Exercise aim »
Repeat the listing in full, exactly as it stands.

Records to process »
PR #91, opened 2020-10-09
Update geometric bloom filter for better accurancy

my2457:
Added GEO_LENGTH_PROB_PRODUCT to allow config to automatically adjust probability that can give a fairly accurate result


huangxichen1 (approved):
Thank you, Miao!

PR #96, opened 2020-10-22
update HLL++ to use sparse mode

jgoodknight:
HLL++ doesn't do well for small cardinalities so we are updating our implementation to use a version of sparse mode from the HLL++ paper, that doesn't care so much about memory space but is much simpler to implement.

Note this is not tested.

### DIFF
--- a/src/estimators/tests/hyper_log_log_test.py
+++ b/src/estimators/tests/hyper_log_log_test.py
@@ -157,6 +157,65 @@ class HyperLogLogPlusPlusTest(absltest.TestCase):
   def test_insert_huge(self):
     self.insertion_test_helper(1_000_000)
 
+  def test_merge_sparse_with_sparse_to_sparse(self):
+    hll1 = HyperLogLogPlusPlus(length=16, random_seed=234)
+    hll1.add(1)
+    hll2 = HyperLogLogPlusPlus(length=16, random_seed=234)
+    hll2.add(1)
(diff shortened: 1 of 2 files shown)


kungfucraig (changes requested):
Please add tests, especially for the merge.

huangxichen1:
> Please add tests, especially for the merge.

Added tests.

> Please add tests, especially for the merge.

I added the tests. PTAL. Thanks!

src/estimators/tests/hyper_log_log_test.py
```diff
@@ -155,6 +157,65 @@ def test_insert_large(self):
...
+
+    merged_hll = hll1.merge(hll2)
+    self.assertTrue(merged_hll.sparse_mode,
+                    'Merged sketch should be in sparse mode.')
+
+    hll1.add(1000)
+    merged_hll = hll1.merge(hll2)
+    self.assertFalse(merged_hll.sparse_mode,
+                     'Merged sketch should not be in sparse mode.')
+
```
kungfucraig, line 187: Can you test the cardinality of the merged hll is as expected?

kungfucraig (approved):

src/estimators/tests/hyper_log_log_test.py
huangxichen1: I added tests for the estimated cardinality.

Result of the task »
PR #91, opened 2020-10-09
Update geometric bloom filter for better accurancy

my2457:
Added GEO_LENGTH_PROB_PRODUCT to allow config to automatically adjust probability that can give a fairly accurate result


huangxichen1 (approved):
Thank you, Miao!

PR #96, opened 2020-10-22
update HLL++ to use sparse mode

jgoodknight:
HLL++ doesn't do well for small cardinalities so we are updating our implementation to use a version of sparse mode from the HLL++ paper, that doesn't care so much about memory space but is much simpler to implement.

Note this is not tested.

### DIFF
--- a/src/estimators/tests/hyper_log_log_test.py
+++ b/src/estimators/tests/hyper_log_log_test.py
@@ -157,6 +157,65 @@ class HyperLogLogPlusPlusTest(absltest.TestCase):
   def test_insert_huge(self):
     self.insertion_test_helper(1_000_000)
 
+  def test_merge_sparse_with_sparse_to_sparse(self):
+    hll1 = HyperLogLogPlusPlus(length=16, random_seed=234)
+    hll1.add(1)
+    hll2 = HyperLogLogPlusPlus(length=16, random_seed=234)
+    hll2.add(1)
(diff shortened: 1 of 2 files shown)


kungfucraig (changes requested):
Please add tests, especially for the merge.

huangxichen1:
> Please add tests, especially for the merge.

Added tests.

> Please add tests, especially for the merge.

I added the tests. PTAL. Thanks!

src/estimators/tests/hyper_log_log_test.py
```diff
@@ -155,6 +157,65 @@ def test_insert_large(self):
...
+
+    merged_hll = hll1.merge(hll2)
+    self.assertTrue(merged_hll.sparse_mode,
+                    'Merged sketch should be in sparse mode.')
+
+    hll1.add(1000)
+    merged_hll = hll1.merge(hll2)
+    self.assertFalse(merged_hll.sparse_mode,
+                     'Merged sketch should not be in sparse mode.')
+
```
kungfucraig, line 187: Can you test the cardinality of the merged hll is as expected?

kungfucraig (approved):

src/estimators/tests/hyper_log_log_test.py
huangxichen1: I added tests for the estimated cardinality.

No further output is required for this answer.